Eskew, our driver, sat behind the wheel, discreetly chewing khat as he drove. Many drivers in eastern Ethiopia believe khat helps them stay alert on long journeys. I was reminded of a remark I once heard: drivers in Dire Dawa cause accidents not when they chew khat, but when they do not. I do not mention this to condone the practice, but simply because that was the prevailing attitude around there.
Despite this, Eskew had a warm expression and was always ready to respond to our questions. He reassured us that the road ahead was safe, and his calm manner helped put us at ease as we made our way toward Harar.

On the way, we stopped by Lake Haramaya, which had once dried up but had recently come back to life after years of drought. The lake, which had vanished for little more than a decade, had returned—a reminder that even seemingly lost ecosystems can recover. Its remarkable revival offered hope for other Rift Valley lakes facing a similar fate, showing that their decline, too, might one day be reversed. We saw some people enjoying boat rides, while others were fishing, cooking their catch on the spot, and selling it to visitors. Around the lake, new and rather unattractive constructions had sprung up—blocky, makeshift-looking structures whose original purpose I could not determine. They had since been turned into billiard rooms.

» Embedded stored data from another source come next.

PR #278, opened 2021-08-26
Monitor: Tags with metadata

chakflying:
## Add tags to monitors, with optional metadata for each tag.

In the create / edit monitor page, the user can add new or select existing tags to apply to the current monitor. Any changes is stored as draft data in the `tagsManager` component, and will only be committed when the user click `Save` in the parent component. This made the code a bit more complicated, but I think the results are worth it.

## Implementation

Since the `Add tag` -> `Add monitor_tag` operation is order dependent, I wrapped the `socket.io` call in a Promise to be able to `await` it. I find this pattern way more usable then the default simple callback.

With a simple UX being top priority, I think there should be no need for a separate UI for managing tags. Instead, every time a `deleteMonitorTag` is triggered, it will remove any `tags` which is unused. So there is currently no way to change the color or name of an existing tag. Let me know if you think this should be added.

Similarly, although the DB supports any hex color for the tag, the user can only select a predefined set of colors for now, since putting in a color picker is more complicated, and if we allow any arbitrary color, we may need to change the tag font-color depending on the brightness of the selected background, which I don't know how except maybe a css filter.

I also realized I made a mistake before by putting multiselect styling in the `editMonitor` component. At this point maybe it should be split into a separate file instead. But I think we can merge this first and refactor later.

|light|dark|
|----|----|
|image|image|

|light|dark|
|----|----|
|image|image|

Edit Monitor:
|light|dark|
|----|----|
|image|image|

- [x] [Database] Create tags table and monitor_tags table
- [x] [Backend] Handle CRUD of tags
- [x] [Backend] Handle assign, update and remove of tags
- [x] [Frontend] Monitor Details: display tags
- [x] [Frontend] Monitor Edit: display selected tags, form to add existing or new tags, remove selected tags
- [x] [Frontend] Monitor List: display tags

Optional:
- [x] [Frontend] Monitor List: input to filter by tags

### DIFF
--- a/db/patch10.sql
+++ b/db/patch10.sql
@@ -1,0 +1,19 @@
+-- You should not modify if this have pushed to Github, unless it does serious wrong with the db.
+CREATE TABLE tag (
+	id INTEGER NOT NULL PRIMARY KEY AUTOINCREMENT,
+	name VARCHAR(255) NOT NULL,
+    color VARCHAR(255) NOT NULL,
+	created_date DATETIME DEFAULT (DATETIME('now')) NOT NULL
+);
+
+CREATE TABLE monitor_tag (
+	id INTEGER NOT NULL PRIMARY KEY AUTOINCREMENT,
+	monitor_id INTEGER NOT NULL,
+	tag_id INTEGER NOT NULL,
+	value TEXT,
+	CONSTRAINT FK_tag FOREIGN KEY (tag_id) REFERENCES tag(id) ON DELETE CASCADE ON UPDATE CASCADE,
+	CONSTRAINT FK_monitor FOREIGN KEY (monitor_id) REFERENCES monitor(id) ON DELETE CASCADE ON UPDATE CASCADE
+);
+
+CREATE INDEX monitor_tag_monitor_id_index ON monitor_tag (monitor_id);
+CREATE INDEX monitor_tag_tag_id_index ON monitor_tag (tag_id);
--- a/server/database.js
+++ b/server/database.js
@@ -37,7 +37,7 @@ class Database {
      * The finally version should be 10 after merged tag feature
      * @deprecated Use patchList for any new feature
      */
-    static latestVersion = 9;
+    static latestVersion = 10;
 
     static noReject = true;
 
--- a/server/model/monitor.js
+++ b/server/model/monitor.js
@@ -32,6 +32,8 @@ class Monitor extends BeanModel {
             notificationIDList[bean.notification_id] = true;
         }
 
+        const tags = await R.getAll("SELECT mt.*, tag.name, tag.color FROM monitor_tag mt JOIN tag ON mt.tag_id = tag.id WHERE mt.monitor_id = ?", [this.id]);
+
         return {
             id: this.id,
             name: this.name,
@@ -52,6 +54,7 @@ class Monitor extends BeanModel {
             dns_resolve_server: this.dns_resolve_server,
             dns_last_result: this.dns_last_result,
             notificationIDList,
+            tags: tags,
         };
     }
 
--- a/server/model/tag.js
+++ b/server/model/tag.js
@@ -1,0 +1,13 @@
+const { BeanModel } = require("redbean-node/dist/bean-model");
+
+class Tag extends BeanModel {
+    toJSON() {
+        return {
+            id: this._id,
+            name: this._name,
+            color: this._color,
+        };
+    }
+}
+
+module.exports = Tag;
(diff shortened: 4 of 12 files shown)


chakflying:
@louislam Core functionality should be done now, feel free to review or make any styling changes. 

For the filter, I'm thinking if it should be a universal <input> field which works for both the monitor name and tags, or just a dropdown where user can select tags. Seems like a input field is better, but I'll need to think about the implementation.

Ponkhy:
Looks great! I really like that feature!
Should keep in mind to update the database version number and file name when it gets merged into the master branch.
Maybe also give the user the option on mobile to hide the tags in the monitor list.

louislam:
Just tested, really a nice feature!

Not sure whether it is hard or not. If a selected tag could be added without clicking the "add" button, it would be a little better.  

image


> So there is currently no way to change the color or name of an existing tag. Let me know if you think this should be added.

That is ok, nothing can be perfect in the first place.

chakflying:
> If a selected tag could be added without clicking the "add" button,

@louislam But then there is no way for the user to enter the optional value?

louislam:
> > If a selected tag could be added without clicking the "add" button,
> 
> @louislam But then there is no way for the user to enter the optional value?

Oh, I though "value" belongs to the tag.

chakflying:
The value is stored in the `monitor_tag` relations table, so theoretically the user can add duplicate tags with different values.

image

louislam:
Do you agree if I change this part into a dialog? 

As I personally just use the tag without value, I thought the dropdown list is similar to the http status codes list and forget to click "Add".

Split this part into a dialog, I think users would not miss it, as the users need to click "Add" or "X" either.

image

chakflying:
Sure! That sounds like a good idea. I thought of implementing it with the taggable multi-select, unfortunately I can't think of a way to include the logic of choosing colors and adding value.

louislam:
Found two issues:
1.mp4: Remove a same tag by `x`, all tags with same tag name but different values also be removed.
2.mp4: Not quite sure how I triggered it, but sometimes, it cannot be add a if I removed previously.  

Testing version: https://github.com/chakflying/uptime-kuma/commit/64d67223fc0dbd3181760ff1560f496ccf824d33

https://user-images.githubusercontent.com/1336778/132703678-bc51f9e6-6e7e-459d-8d8e-48168006cb99.mp4

https://user-images.githubusercontent.com/1336778/132703690-81bea801-08c4-4c95-a3bb-4d2497ab175e.mp4

chakflying:
First problem should be fixed. Apparently boolean logic is hard, and `!a and !b != !(a and b)`. 🙄

louislam:
> First problem should be fixed. Apparently boolean logic is hard, and `!a and !b != !(a and b)`. 🙄

Lol, of course, `!(a && b)` after substitution is `!a || !b`

louislam:
Found more issues:

1. Some warnings in Chrome console
2. `3.mp4`: Cannot add another tag with same name but different value (e.g. added DNS, want to also add DNS:TypeA)
3. `4.mp4`: After reload the edit page, I can add DNS:TypeA now. Save, and then remove this tag. Save again, the save button is broken.

image


https://user-images.githubusercontent.com/1336778/132807975-90d8c4b9-0238-45b8-aef3-328420156ad8.mp4


https://user-images.githubusercontent.com/1336778/132807981-bb1f93f0-fcd3-4fb3-a80f-757e79ae50a1.mp4

chakflying:
FYI I don't like to "merge from master to {feature branch}" since it adds an unnecessary commit and makes the final tree more complicated. I regularly rebased the feature branch onto master instead.

louislam:
> FYI I don't like to "merge from master to {feature branch}" since it adds an unnecessary commit and makes the final tree more complicated. I regularly rebased the feature branch onto master instead.

Sorry about that.

And I find that this feature is bigger than I thought. I may need more time to test it. And as previously mentioned, I want to put a part into a dialog, so it would be delayed to 1.7.0.

Free feel to mention me again when it is ready to test again. Thanks for contributing.👍

chakflying:
@louislam previous problems should be fixed. Rebased on master, split adding tags to a modal, added special handling for re-adding a removed tag & reusing the same tag before saving. Sorry for the trouble!

chakflying:
rebased on master to resolve conflicts.

louislam:
It is much more stable now!

Just found a small issue. The form is submitted unexpectedly while pressing enter here:

image

chakflying:
Since the modal is still technically in the same form as the EditMonitor, I don't know how to block the browser default submit behaviour (`@submit.stop` doesn't seem to work). Instead I just added a function to block the enter key if the add tag form is invalid.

We continued on to Harar, determined not to miss the Saturday market. The following day, Sunday, we would wander through the Jegol, the ancient walled town, but it was the Saturday market that offered the most vibrant glimpse of Harar’s daily life, with its colors, sounds, and bustle.

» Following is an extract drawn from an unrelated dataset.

PR #280, opened 2021-08-26
Scroll to monitor detail if out of view

henrygd:
I'm using Uptime Kuma with 126 monitors. It's great! But this results in a list that is so long I need to scroll way down to view most of it. Then when I click a monitor to view the details, I'm stuck viewing an empty area until I scroll up again (see screenshot). On mobile, as well, it's usually out of view.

Once we arrived in Harar, we went straight to our guesthouse, Anisa Guesthouse, located in the heart of the old city. The minibus tried to approach as close as possible, but the narrow alleyways made it impossible to go all the way. We had to continue on foot, navigating the winding lanes with our luggage in tow. This would be our home for the next three days.
The owner welcomed us into her family home, a simple and rustic guesthouse with a traditional sitting room and a warm, homely atmosphere that felt more like staying with a family than in a hotel.